__Source data__:
◆ ◆ ◆ ◆ ◆

PR #2890, opened 2020-10-05
Run rpm tests in a GitHub action

martinpitt:
This replaces the "Anaconda Rawhide test RPM files" Jenkins job. (When
that gets removed, a lot of Makefile rules can get cleaned up.)

As with the unit tests, use a standard Fedora rawhide container for now,
and install the anaconda build dependencies into it. Like with
unit tests, this should eventually be replaced with a custom container
image that gets refreshed regularly (gated by tests), to increase both
speed and reliability. But the Jenkins job has the exact same problems,
so this is not a regression.

### DIFF
--- a/.github/workflows/validate.yml
+++ b/.github/workflows/validate.yml
@@ -33,3 +33,33 @@ jobs:
           path: |
             tests/test-suite.log
             tests/coverage-*.log
+
+  rpm-tests:
+    runs-on: ubuntu-latest
+    # start from a minimal container and install only our build deps; mock does
+    # not work in an unprivileged container (no CAP_SYS_ADMIN for mount), and
+    # dnf --installroot is too broken (rhbz#1885103, #1885101, #1738233)
+    container:
+      image: docker.io/fedora:rawhide
+    steps:
+      - name: Clone repository
+        uses: actions/checkout@v2
+
+      - name: install build dependencies
+        run: |
+          dnf install -y /usr/bin/xargs
+          scripts/testing/dependency_solver.py -b | xargs -d '\n' dnf install -y --setopt=install_weak_deps=False --nodocs rpm-build
+
+      - name: build RPMs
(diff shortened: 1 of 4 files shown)


martinpitt:
Not sure what that [packit failure](https://prod.packit.dev/srpm-build/8209/logs) means -- I didn't touch any of these bits here. Is that a common  flake? (I've heard that the packit infra is currently a bit wonky)

.github/workflows/validate.yml
```diff
@@ -33,3 +33,33 @@ jobs:
           path: |
             tests/test-suite.log
             tests/coverage-*.log
+
+  rpm-tests:
+    runs-on: ubuntu-latest
+    # start from a minimal container and install only our build deps; mock does
```
martinpitt, line 39: Some further context here: I deliberately do *not* want to run this in the same container (image) as the unit tests -- the latter require a lot more runtime/test dependencies, and I want to test the rpm build in a minimal environment (to avoid missing BuildRequires). I initially tried to do this with mock or a simple chroot inside the container, but that requires too many hacks. We really don't want to run a `--privileged` container, as that would severely hamper test infra portability -- you don't get  privileged containers on shared infrastructure.

martinpitt:
The failed jenkins job is due to

    Error: Will not install a source rpm package (anaconda-34.8-1.fc34.src).

(the jenkins log unhelpfully doesn't show that, I had to reproduce it in a VM).

mock puts the src.rpm into the built binary rpm. That's the reason for the weird `/[0-9]*.rpm` glob, so I put that back.

jkonecny12 (approved):
Looks great to me. Thanks for these improvements!

poncovka (approved):
Looks good to me. Thank you!

VladimirSlavik (approved):
Looks good to me. Thank you!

◆ ◆ ◆ ◆ ◆

Filter these records, keeping every line where the word "xargs" occurs.

+          dnf install -y /usr/bin/xargs
+          scripts/testing/dependency_solver.py -b | xargs -d '\n' dnf install -y --setopt=install_weak_deps=False --nodocs rpm-build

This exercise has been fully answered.